PImpl seperates, hides, manages the lifetime of an actual implementation and exposes a limited public API.
A straightforward implementation could look like this:
template<class ReturnType, class...Xs>
class Function<ReturnType(Xs...)> {
std::shared_ptr<Concept<ReturnType,Xs...>> pimpl;
public:
Function() {}
template<class F>
Function(F const& f)
: pimpl(new SFModel<F, ReturnType, Xs...> ) // heap allocation
{}
~Function() = default;
};
This is more or less how std::function
is implemented.
So how do we get rid of the heap allocation?
Placement-new allocates memory at a given address.

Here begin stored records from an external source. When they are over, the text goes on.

PR #2740, opened 2025-10-09
[app] trigger sync in background

### LINKED ISSUE #2615: [app] trigger sync in background via frontend
## Description

Independent of #2508, the frontend should be triggering sync on a regular interval. This should also update the SourceList + ConversationView UI with the state post-sync. Note that this should only happen in normal operation and not during tests.

vickiniu:
Fixes #2615 

App now triggers metadata sync once per-second in the background. Also adds a lock to the sync module which we use to run syncMetadata in a lock from the Electron main process to ensure that there aren't concurrent sync processes, since it can be triggered now via the timer or manually.

## Test plan
Starting the app and updating state will automatically update on the next sync refresh interval (in 1s).

### DIFF
--- a/app/electron.vite.config.ts
+++ b/app/electron.vite.config.ts
@@ -6,14 +6,14 @@ import { execSync } from "child_process";
 import { randomBytes } from "crypto";
 
 export default defineConfig(({ mode }) => {
-  const isDev = mode === "development";
-  console.log(`Building in ${isDev ? "development" : "production"} mode`);
+  console.log(`Building in ${mode} mode`);
 
   // Generate Vite CSP nonce for dev mode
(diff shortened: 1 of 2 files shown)


legoktm (changes requested):
Looks good except for two things:

1. We should start sync immediately after login instead of waiting 60 seconds for the first interval to tick
2. If I log in and then switch to offline mode, the sync timer keeps running. This feels like a pre-existing issue if redux state isn't being cleared? (Seems like the CSP changes broke the redux devtools extension, so I couldn't inspect the state directly...)

legoktm:
Rebased, hopefully server tests will now pass...

PR #2750, opened 2025-10-14
star/unstar source in Source List adds pending event (trying again)

### LINKED ISSUE #2590: [app] star/unstar source in Source List dispatches to server
Once the [source list](https://github.com/freedomofpress/securedrop-client/pull/2559) is implemented, starring/unstarring sources should dispatch the corresponding write operation to the server.

micahflee:
Fixes #2590

This PR is significantly simpler than #2748. It does the following:

- Adds IPC functions for the new pending event database functions
- When toggling stars, it creates pending events and then immediately dispatches fetchSources to reflect the projected state in the UI

I did run into the bug in the projection when you star multiple sources that you mentioned @vickiniu. But once that's fixed, I think this should work as expected.

## Checklist

This change accounts for:

### DIFF
--- a/app/electron.vite.config.ts
+++ b/app/electron.vite.config.ts
@@ -63,6 +63,7 @@ export default defineConfig(({ mode }) => {
       plugins: [react(), tailwindcss()],
       define: {
         __APP_VERSION__: JSON.stringify(process.env.npm_package_version),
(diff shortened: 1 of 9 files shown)


vickiniu:
@micahflee looks like there are some conflicts from the autologin change, but if we resolve those I can merge! :)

For example:
char memorypool[64];
int* a = new (memorypool) int[4];
int* b = new (memorypool + sizeof(int) * 4 ) int[4];
assert( (void*)a[0] == (void*)memorypool[0] );
assert( (void*)b[0] == (void*)memorypool[32] );
Now we only need to do minor changes to remove the heap allocation:
template<class ReturnType, class...Xs>
class SmallFun<ReturnType(Xs...)> {
char memory[SIZE];
public:
template<class F>
SmallFun(F const& f)
: new (memory) Model<F, ReturnType, Xs...> {
assert( sizeof(Model<F, ReturnType, Xs...>) < SIZE );
}
~SmallFun() {
if (allocated) {
((concept*)memory)->~concept();
}
}
};
As you may noticed, if the Model<...>
's size is greater than SIZE
bad bad things will happen and an assert will only catch this at run-time when it is to late... Luckily, this can be catched at compile-time using enable_if_t
.
But first what about the copy constructor?
Unlike the implementation of std::function
, we cannot just copy nor move a std::shared_ptr
. We also cannot just copy bitwise the memory as the lambda may manage a resource that can only be released once or has a side-effect. Therefore, we need to make the model able to copy-construct itself for a given memory location:
We just need to add:
// ...
virtual void copy(void* memory) const {
new (memory) Model<F, ReturnType, Xs...>(f);
}
template<unsigned rhsSize,
std::enable_if_t<(rhsSize <= size), bool> = 0>
SmallFun(SmallFun<ReturnType(Xs...), rhsSize> const& rhs) {
rhs.copy(memory);
}
// ...
-
As we saw, we can verify at compile-time if a Lambda will fit in our memory. If it does not, we could provide a fallback to heap allocation.
-
A more generic implementation of
SmallFun
would take a generic allocator. -
We noticed that we cannot copy the memory just by copying the memory bitwise. However using type-traits, we could check if the underlying data-type is POD and then copy bitwise.